1. What do you want to do with the funds?
This will determine the kind of reverse mortgage to go for. If you only need to pay for home repairs, you might entertain options other than an HECM loan. However, if you need to pay off your property taxes or huge medical and treatment costs, an HECM reverse mortgage might be a good idea.
2. Do you live in a property with a market value that’s higher than the average?
If that’s a yes, then an HECM loan is an option. Be sure to ask an HECM counselor or lender for more information. That way, you know what to compare: from charges and costs to interest rates and the amount of the money you can borrow.

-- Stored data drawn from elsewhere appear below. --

Issue #4864, opened 2022-05-10
Document that `invalidate` on current URL reloads the page


tv42:
### Describe the problem

The docs for `invalidate` at https://kit.svelte.dev/docs/modules#$app-navigation-invalidate say

> Causes any `load` functions belonging to the currently active page to re-run if they `fetch` the resource in question.

The way it is written, it sounds like "if `load` calls `fetch` with URL X, then `invalidate(X)` reloads the page".

However, observed behavior is that you can also invalidate the *page itself*.

https://stackoverflow.com/questions/71743867/refresh-current-page-in-sveltekit

I think this should be explicitly documented, both for discoverability and to say that that is the intended behavior, not a random side effect that might go away.

### Describe the proposed solution

> Causes any `load` functions belonging to the currently active page to re-run if they `fetch` the resource in question, or if the current page URL is invalidated.

### Alternatives considered

Do only what the docs promised, but then something else needs to provide the reload functionality -- not a good idea, and breaks existing code.

### Importance

would make my life easier

PR #4891, opened 2022-05-12
Fix double-mount bug

### LINKED ISSUE #2130: __layout.svelte may run twice after browser reload in dev

### LINKED ISSUE #4799: Double component mount on $session change after component change and page refresh in the dev mode
### Describe the bug

If I start the svelte kit in the dev mode (`npm run dev`) then change a `*.svelte` file and then refresh the http://localhost:3000 page in the browser, then `onMount` will be called twice (on the first load and on the `$session` change).

### Reproduction

1. Create the svelte kit app:

**_src/routes/index.svelte:_**
```
<script>
	import {session} from '$app/stores'
	import {onMount} from 'svelte'

	onMount(() => {
		console.log('onMount')
	})
</script>

<div>{$session.counter}</div>

<button type='button' on:click={() => {
	session.update(session => {
		return {
			counter: session.counter + 1
		}
	})
}}>Click me</button>
```

**_app.html:_**
```
<!DOCTYPE html>
<html lang="en">
	<head>
		<meta charset="utf-8" />
		%svelte.head%
	</head>
	<body>
		<div>%svelte.body%</div>
	</body>
</html>

```

**_hooks.js:_**
```
export function getSession(event) {
	return {
		counter: 0
	}
}
```

**_package.json:_**
```
{
  "name": "my-app",
  "version": "0.0.1",
  "scripts": {
    "dev": "svelte-kit dev",
    "build": "svelte-kit build",
    "package": "svelte-kit package",
    "preview": "svelte-kit preview",
    "prepare": "svelte-kit sync"
  },
  "dependencies": {
    "@sveltejs/adapter-auto": "next",
    "@sveltejs/kit": "next",
    "svelte": "^3.48.0"
  },
  "type": "module"
}
```

**_svelte.config.js:_**
```
import adapter from '@sveltejs/adapter-auto'

export default {
	kit: {
		adapter: adapter()
	}
}
```

2. Execute `npm install`
3. Execute `npm run dev`
4. Open the http://localhost:3000/ page in the browser and open the browser console
5. Click to the "Click me" button. As you can see, `onMount` doesn't triggered on click (this is the correct behavior).
6. Now change the `index.svelte` file. For example, replace `console.log('onMount')` to `console.log('onMount2')`
7. Refresh the page in the browser (F5, Ctrl+R, etc.)
8. Click to the "Click me" button

# Expected result
`onMount` is triggered only on the page load and doesn't triggered on click

# Actual result
`onMount` is triggered on the page load and on the click (i.e. on the `session.update()`)

### Logs

_No response_

### System Info

```shell
@sveltejs/kit: 1.0.0-next.324
@sveltejs/vite-plugin-svelte: 1.0.0-next.42
svelte: 3.48.0
vite: 2.9.7
browser: Chromium 101.0.4951.41
OS: Linux Ubuntu 20.10
nodejs: v17.0.1
```

### Severity

annoyance

### Additional Information

_No response_

Rich-Harris:
Stumbled upon a nasty bug while investigating #4864 — if you edit `src/routes/a/[b].svelte`, then any navigation from `/a/1` to `/a/2` will cause `[b].svelte` to be reloaded (with the HMR cache-busting timestamp), then unmounted and remounted.

I think the reason is that we have an `import('/src/routes/[b].svelte')` in the HTML _and_ in the routes manifest; the latter import is cachebusted but the one in the HTML isn't.

This only occurs during dev.

* fixes #4799
* fixes #2130 

### Tests

### Changesets


Rich-Harris:
The reason this is failing CI is that changing how the initial page components are loaded has surfaced an unrelated bug: `vitePreload` fails in `svelte-kit preview` if `paths.assets` is specified, because in preview we replace it with `/_svelte_kit_assets` in order to serve assets locally. Previously the bug was masked (at least in the tests) because the components were already loaded via `import(...)` and `<link>`, meaning the router didn't try to load them via `vitePreload`.

This will hopefully be fixed by https://github.com/vitejs/vite/pull/7644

3. What are the fees and costs involved?
HECM loans often have closing, servicing, and origination fees so keep that in mind, as per the Federal Trade Commission’s recommendations. You’ll also need to compare interest rates. Shop around to make sure you aren’t getting the bad end of a deal. Some companies might overcharge, but if you’ve shopped around, you won’t get taken in that easily, allowing you to choose the best mortgage loan for you.
4. What about the loan repayment?
Consult a counselor from any approved housing counseling agencies or a reputable lender to explain how the Total Annual Loan Cost or TALC rates work. By showing you a projected value of your annual average cost of a reverse mortgage, complete with itemized costs, you’ll have a better idea of what you’re getting into. In an HECM loan, repayment can only start after certain conditions are met, so ask an HECM expert for guidance and assistance.